Restrain with him upright. Stop making him feel so insecure, "love" him into restraint after a long bout of playing when he's already relaxed.


----------



## ponyfarm (Apr 11, 2010)

msvette2u said:


> Don't try to lay him on his side or back! That will work.
> 
> Restrain with him upright. Stop making him feel so insecure, "love" him into restraint after a long bout of playing when he's already relaxed.


He fights the upright restraint too! I do think I will stop with the laying down for now, although I do want him to be able to work up to that skill. We try the whole cuddle thing..it works soo soo. Def a work in progress on that. He will lay flat , put his head flat on the ground with clicker, but if I touch him he jumps up.

Maybe he is too young for this? I just dont want an 80 lb dog that cant be handled at the vet, or be groomed, or have nails trimmed etc.


----------



## Elaine (Sep 10, 2006)

Stop carrying him. Most puppies don't like it and don't need it. If you feel the need, put a leash on him to slow him down going down the stairs, but, otherwise, let him do it himself.


----------



## msvette2u (Mar 20, 2006)

It is good to restrain him but the stuff on the back and sides have made him distrustful of you.
Some dogs just don't like it, and dogs who don't mind still have to TRUST YOU before they'll expose themselves like that.

So - playplayplay, happy puppy, then snuggle with him and work him into being still. Don't let him get frustrated and overwhelmed by the restraint, REBUILD the trust.


----------



## Wolfiesmom (Apr 10, 2010)

How big is his crate? When Wolfie was a puppy and hated his nails done, I used to get in his crate with him and shut the door. There was no where for him to go and he had no choice but to let me cut his nails. Now, when he sees the clippers, he sits and gives me his paw without hesitation.


----------



## Cassidy's Mom (Mar 30, 2003)

This is how we worked on gentle restraint in Halo's puppy class: 










We cradled them in our laps and fed treats while playing with their feet, their ears, their tail, touching their tummies and their muzzles. She didn't always like it either, but I waited until she stopped struggling to release her. Eventually she learned to be calm and accept it. Handling desensitization is a very good thing to work on, your vet will thank you one day!


----------



## Anitsisqua (Mar 25, 2012)

Gabe does the same. He screams his little head off like I'm killing him. But I just try to hold him gently and ignore it until I'm done with his nails or whatever. I won't let him go until he calms down, and he always does.


----------



## msvette2u (Mar 20, 2006)

> We cradled them in our laps and fed treats while playing with their feet, their ears, their tail, touching their tummies and their muzzles. She didn't always like it either, but I waited until she stopped struggling to release her. Eventually she learned to be calm and accept it.

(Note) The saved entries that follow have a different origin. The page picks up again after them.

PR #233, opened 2017-10-20
CORE-9048 Make app tile logo look unclickable if app is disabled

ash3rz:


ash3rz:
Thanks for the review!

PR #235, opened 2017-10-23
de-1129 fix bug with preferences save. Adjust dialog height to hiding…

sri2k1us:
… `Reset HPC Token`


sri2k1us:
Thanks for the review.

PR #236, opened 2017-10-24
CORE-9014 Enable cancel action for uncompleted batch jobs.

psarando:
This PR will enable the Analyses window's cancel menu items for batch jobs that have any submitted or running child jobs, even if the parent job is already marked as completed.


psarando:
Thanks for the reviews! 👍 
I'll wait to merge this until after cyverse-de/apps#79 is merged, since this won't have any effect until those changes are live.

PR #19, opened 2022-01-27
Add tests for lattice object

kessler-frost:
Unit tests to be written for following functions:
- [x] `init`
- [x] `build_graph`
- [x] `draw`
- [x] `__call__`
- [ ] `check_constraint_specific_sum`
- [ ] `check_consumable`
~`dispatch`~
~`dispatch_sync`~
~`_server_dispatch`~
- [x] `lattice`


kessler-frost:
Also check time taken by `build_graph`.

wjcunningham7:
@kessler-frost I updated this to be compatible with the latest version of Covalent, added an init test, and removed tests related to dispatching, which are already handled in `dispatcher_plugins/local_test.py` given that we changed how dispatches can be done.  I'm going to attempt to continue working on tests here for practice.

wjcunningham7:
another important note -- check how I changed the imports in `covalent._workflow.__init__.py`.  This is because we cannot mock any function inside `lattice.py` or `electron.py` since the original import structure meant `covalent._workflow.electron`, for instance, would refer to a function and not the module.  This small change fixes that.

wjcunningham7:
@FyzHsn there are a variety of unused or deprecated functions which may artificially make coverage appear lower:
- `draw_inline`
- `check_constraint_specific_sum`
- `check_consumable`
- `dispatch`
- `dispatch_sync`

How do we prevent deprecated functions from lowering code coverage?

FyzHsn (approved):

PR #27, opened 2022-01-28
Support for ARM

scottwn:
Adding support for ARM via the following changes.

- Installing `gcc` in Docker image
- Updating versions for `matplotlib` and `dask` in `requirements.txt` to current versions that have better ARM support
- Using `docker buildx` in `publish` workflow to build images for multiple architectures and push manifest to ecr


wjcunningham7 (approved):
looks good, confirmed the pipeline runs properly; did not test the upload but I assume that won't be a problem

Issue #50, opened 2022-01-30
Tests for PyPi releases


kessler-frost:
### What should we add?

As we saw recently that even though things were working as expected when covalent is installed using the GitHub repo, if someone did `pip install cova` they wouldn't have been able to use covalent. We should add tests/actions in `pypi.yml` to check whether installing from pip works as intended before every merge to develop or master.

### Describe alternatives you've considered.

For starters we can add a diff check between what is built by `python setup.py sdist` and what is there in the repo barring files/dirs containing docs, tests, tutorials, etc.

PR #53, opened 2022-01-30
Fix for UI server not showing when installed through pip

kessler-frost:

When covalent is installed through `pip install cova` the UI server which is supposed to run on `localhost:47007` is not run due to the missing `webapp` folder in that package. This PR will add that folder to `setup.py` so that it can be packaged properly.

@wjcunningham7 should I also try to resolve issue #50 in this PR?


wjcunningham7:
@kessler-frost yes also try to fix #50

wjcunningham7:
evidence of the pypi validation test passing: https://github.com/AgnostiqHQ/covalent/runs/5012012294?check_suite_focus=true

valkostadinov (dismissed):

scottwn (approved):

PR #55, opened 2022-01-31
Switch from lattice.dispatch to ct.dispatch

### LINKED ISSUE #48: Switch from `workflow.dispatch` to `covalent.dispatch`
### What should we add?

Currently we are using `workflow.dispatch` to send a lattice `workflow` for execution to the dispatcher server. Maybe we can use a more intuitive approach for dispatching which is similar to how we obtain the result for a particular dispatch. The proposal is to have a function `covalent.dispatch` similar to `covalent.get_result` so that it is more intuitive for users to send a job the same way they get the result.

Resolving this issue may also involve updating the `README.md`s, tutorials, documentation, etc. So it will turn into a big issue.

_No response_

kessler-frost:

Resolves #48


kessler-frost:
Only thing left to update is the website. `rst` files, readme, and contributing has also been updated.

kessler-frost:
Will need to run the how tos, tutorials again to check if they are still working. Tests seem to be passing which take how-tos into account.

santoshkumarradha:
> The only place its not updated is the website.

@kessler-frost  can you slack me once this is merged and in pip ? I will update it there.

santoshkumarradha (changes requested):
Great job @kessler-frost  !  🔥 

```python
    dispatcher=ct.dispatch(run_experiment)
    id=dispatcher(*params)
```

Only suggestion - 

Using nested functions is an advanced pattern and not a beginner to intermediate  friendly pattern. Could you change user facing example (atleast in read me) to a pattern as above where it is a bit more easier to digest than nested calls like `func()()` ?

doc/source/api/api.rst
```diff
@@ -36,6 +37,23 @@ Lattice
...
+""""""""""""""
+
+Dispatching jobs to the dispatcher servers
+
+.. autofunction:: dispatch
+.. autofunction:: dispatch_sync
+
+
+.. autoclass:: covalent._dispatcher_plugins.LocalDispatcher
+    :members:
```
santoshkumarradha, line 52: can you hide private members ?

covalent/_dispatcher_plugins/local.py
```diff
@@ -0,0 +1,72 @@
...
+
+from .._results_manager.result import Result
+from .._results_manager.results_manager import get_result
+from .._workflow.lattice import Lattice
+from .base import BaseDispatcher
+
+
+class LocalDispatcher(BaseDispatcher):
+    @staticmethod
+    def dispatch(orig_lattice: Lattice) -> str:
```
santoshkumarradha, line 36: We would ned docstrings here for it to show up in API part. And also the the dispatcher properties like port etc.. ?

kessler-frost: Added the dispatcher address and docstrings.

covalent/_workflow/lattice.py
```diff
@@ -287,90 +285,13 @@ def check_consumable(self) -> None:
                     )
                 )
 
-    def dispatch(self, *args, **kwargs) -> str:
```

Handling desensitization is a very good thing to work on, your vet will thank you one day!


Great pics - this is what we do w/our dogs too, at least the ones we get from puppyhood on 

All my dogs we raised from puppy (or got before 1yr) are very good about letting me do their nails. 
I recommend holding your puppy like this at the end of the day, before bed, when they are sleepy and relaxed. 
The forcing on back/side, pinning down thing is not necessary to get this kind of response shown in the photo Cassidy's Mom posted. 
You want your dog to enjoy being held in this manner, not be adversarial to you


----------



## codmaster (Aug 5, 2009)

Are you sure that your little guy doesn't have any physical issues that might cause him pain in some positions?


----------



## msvette2u (Mar 20, 2006)

While it's not out of the question - I've seen many puppies like she describes - they just need to be taught patience and that restraint isn't the end of the world.
All dogs need to learn frustration tolerance and how to be restrained.

Part of why dogs hate having their nails done is because we usually squeeze the paw some if the dog tries to move away. We then squeeze tighter and it's not comfortable for the dog. They naturally fight it until it's just miserable for all.
It's part of being a dog, though. If you have a dog you can't touch it's feet or do it's nails, it's a case for having to sedate the dog every 8 weeks or so. Not a good scenario.


----------



## codmaster (Aug 5, 2009)

As far as trimming the nails, we taught our puppy to tolerate it first by letting him get used to the nail clipper and esp. to the pedi paw nail grinder.

Then we gave him a Bully Stick to chew on while we did his nails - worked good with him and we do the same today.


----------



## msvette2u (Mar 20, 2006)

Here, we work with them from the moment we get them (puppies) using very small cat clippers or even human nail trimmers to nick the tip off.
I show adopters how to do all that, as well. But adult dogs are another story, many times they've been traumatized by the clipping process - or never taught how to accept it when young. 
As a rule people don't understand how critical some of the skills are that puppies need to be taught.


----------